The aim of the so-called "flytilla", organizers said, was to help open an international school and a museum in Bethlehem.
But Israel, which described the fly-in as a misguided protest against "the Middle East's sole democracy", denounced the activists as provocateurs and said it would deny entry to anyone who threatened public order.
"What are they doing here? ... If they want to check the issue of human rights, they should go to Syria, maybe they can help stop the slaughter of thousands of innocents. They should go to Iran and stop the stoning of women," Prime Minister Netanyahu told reporters on Sunday.
In a separate incident in the West Bank, video footage broadcast on Sunday of pro-Palestinian protestors confronting Israeli soldiers a day earlier showed an Israeli Lieutenant Colonel smacking an activist in the face with his rifle.
The Israeli military called it "a serious incident" and a spokeswoman said it was investigating what happened. Netanyahu later condemned the incident, saying such acts had "no place in the Israel Defence Forces and the state of Israel".
NO-FLY ZONE
In Brussels' Zaventem airport, around 100 Belgian and French activists were not allowed to board flights to Israel.
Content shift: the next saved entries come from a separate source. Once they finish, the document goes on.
PR #2971, opened 2022-03-31
Small tweaks to HUD / Presence

csshsh:
* Fixes  https://github.com/sparkletown/internal-sparkle-issues/issues/1795
* Fixes https://github.com/sparkletown/internal-sparkle-issues/issues/1796

### DIFF
--- a/src/components/attendee/Attendance/Attendance.tsx
+++ b/src/components/attendee/Attendance/Attendance.tsx
@@ -12,10 +12,14 @@ type AttendanceOptions = {
 };
 
 export const Attendance: React.FC<AttendanceOptions> = ({
-  totalUsersCount = 0,
+  totalUsersCount,
   usersSample,
 }) => {
   const containerRef = useRef(null);
+
+  if (!totalUsersCount) {
+    return null;
+  }
 
   const renderedAvatars = usersSample?.map((user) => (
     <UserAvatar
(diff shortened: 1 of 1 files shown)


src/components/attendee/Attendance/Attendance.tsx
```diff
@@ -12,11 +12,15 @@ type AttendanceOptions = {
 };
 
 export const Attendance: React.FC<AttendanceOptions> = ({
-  totalUsersCount = 0,
+  totalUsersCount,
   usersSample,
 }) => {
   const containerRef = useRef(null);
 
+  if (!totalUsersCount) {
```
denisdimitrov, line 20: Maybe it's OOS, but this prop should be required instead of optional. The complier should 'cry' and force us to pass it or maybe both props. WDYT?

Right now I can render this component like this, and it won't render anything in the DOM:

```tsx
<Attendance/>
```

csshsh: Yes, I think that makes sense. Mostly wasn't sure if there are some non-obvious reasons for it to be optional. Will change it quickly

csshsh: Ah! `recentUserCount` of `SpaceWithId` is optional. Let's tackle this at another point and just fix the issue like this for now?

denisdimitrov: Sounds good. A lot of components need this change, maybe it's best if we do it in a separate PR.

denisdimitrov (approved):
LGTM!

PR #2972, opened 2022-03-31
Old Login flow visual redesign

goran-peoski-work:
Resolves:

- https://github.com/sparkletown/internal-sparkle-issues/issues/1713

There are some minor refactors of the `Button` and `Input` APIs for greater uniformity and some experimental props on an experimental component named `Spacer` that can be later re-used for the aforementioned generic components

**BEFORE**:

sparkle-login-redesign-07

**AFTER**:

sparkle-login-redesign-06


src/components/attendee/Button/Button.tsx
```diff
@@ -1,11 +1,21 @@
-import { ButtonHTMLAttributes, MouseEventHandler, RefObject } from "react";
+import React, {
+  ButtonHTMLAttributes,
+  MouseEventHandler,
+  RefObject,
+} from "react";
```
denisdimitrov, line 5: [NOTE] `React` is no longer needed as import and you can directly use it in components. If you want to, you can remove the import to reduce boilerplate but then you'd have to add the prefix everywhere, ex: `RefObject` -> `React.RefObject` It's up to you.

src/components/attendee/Button/Button.tsx
```diff
@@ -22,27 +32,32 @@ export interface ButtonProps extends ButtonHTMLAttributes<HTMLButtonElement> {
 export const Button: React.FC<ButtonProps> = ({
   onClick,
   children,
-  variant = "primary",
```
denisdimitrov, line 25: [NB] [OOS?] I know I've used this component in a couple of places without passing this prop because of the default value, maybe we should keep it for now, and make this change in a separate PR.

src/components/attendee/Input/Input.tsx
```diff
@@ -2,50 +2,47 @@ import React from "react";
...
-  containerClassName,
-  inputClassName,
   onLabelClick,
   error,
   label,
   register,
   rules,
   name,
   border = "borderless",
+  variant = "",
```
denisdimitrov, line 31: [NOTE] I think this prop should have some default value or remove the optional parameter and make it required.

src/components/attendee/RetunableMediaElement/RetunableMediaElement.tsx
```diff
@@ -1,4 +1,4 @@
-import { useCallback, useMemo, useState } from "react";
+import React, { useCallback, useMemo, useState } from "react";
```
denisdimitrov, line 1: [NOTE] Same as before, React is no longer required as an import, no need for the default import.

denisdimitrov: The rest are fine, it would look weird to use `React.useMemo` or `React.useCallback`

src/components/attendee/Spacer/Spacer.tsx
```diff
@@ -0,0 +1,63 @@
+import React from "react";
```
denisdimitrov, line 1: [NOTE] Same here, no longer required.

src/components/attendee/Spacer/Spacer.tsx
```diff
@@ -0,0 +1,63 @@
...
+
+  if (element === "span") {
+    return (
+      <span data-bem="Spacer" className={className}>
+        {children}
+      </span>
+    );
+  }
+
+  if (element === "section") {
```
denisdimitrov, line 54: What is the idea here? All 3 cases look identical and there is no difference at all.

src/utils/url.ts
```diff
@@ -205,6 +205,7 @@ export const externalUrlAdditionalProps = {
   target: "_blank",
   rel: "noopener noreferrer",
 };
+Object.freeze(externalUrlAdditionalProps);
```
denisdimitrov, line 208: Can we just move `Object.freeze` inside the function and it's return?

denisdimitrov (approved):
LGTM!

Minor notes and maybe possible improvements.

src/components/attendee/Button/Button.tsx
goran-peoski-work: Maybe it is no longer needed for the code to run, it makes the IDE more quiet - it doesn't underscore `React.FC` for example.

src/components/attendee/Button/Button.tsx
goran-peoski-work: I've made the inverse adjustments and added `<Button variant="primary"` to the few places it was being left unspecified

src/components/attendee/Input/Input.tsx
goran-peoski-work: Required might be a good idea. Will be better done in a new PR later on to uniform some more generic props (see the `<Spacer />` experimental component)

src/components/attendee/Spacer/Spacer.tsx
goran-peoski-work: It was a simple solution to have `span` and `div`, but considering it is an experimental component, the idea was to try out few style props, see how they interact and maybe build a common interface to be added to the likes of `Button`, `Input` etc after this component along with the old login are removed.

src/utils/url.ts
goran-peoski-work: Some times TS might complain the interface is `Readonly<T>` instead of `T` even when just reading, so as a workaround, I've started adding the freeze after the `const` has inferred the correct type.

Thirteen people were blocked from a flight in Manchester.
The activists, some of whom said they wanted to build a new school, held up letters that were handed to them at the airport which said they were on a no-fly list because they intended to "disrupt order and confront security forces at friction points".
Cellphone video uploaded by an activist to the internet showed about 20 pro-Palestinian activists at Charles de Gaulle airport in Paris surrounded by police.
Some Israeli political commentators said Israeli authorities had over-reacted, playing into the hands of pro-Palestinian campaigners seeking publicity.
A similar, though smaller event last year led to a few hundred activists being blocked at European airports and more than 100 others were deported after Israel denied them entry.
"Israel's willingness to detain people who have not committed any crime and have done nothing but say they came to visit Palestine is a hysterical reaction," Rothschild said.
Palestinians hope to establish a state in the West Bank and East Jerusalem, areas Israel captured in the 1967 Middle East War, and the Gaza Strip that is ruled by Islamist group Hamas.
Netanyahu's office released a letter on Saturday which it hoped to hand the activists upon their arrival.
Echoing the "thank you for choosing our airline" announcements cabin crew often make to passengers after landing, the letter said: "We appreciate your choosing to make Israel the object of your humanitarian concerns."
It called the activists' campaign misguided and said they could have chosen instead "to protest (against) the Syrian regime's daily savagery against its own people".
Israel's left-wing Haaretz newspaper, criticizing the government's ban, said it should invite "peace activists to visit anywhere and welcome them with flowers".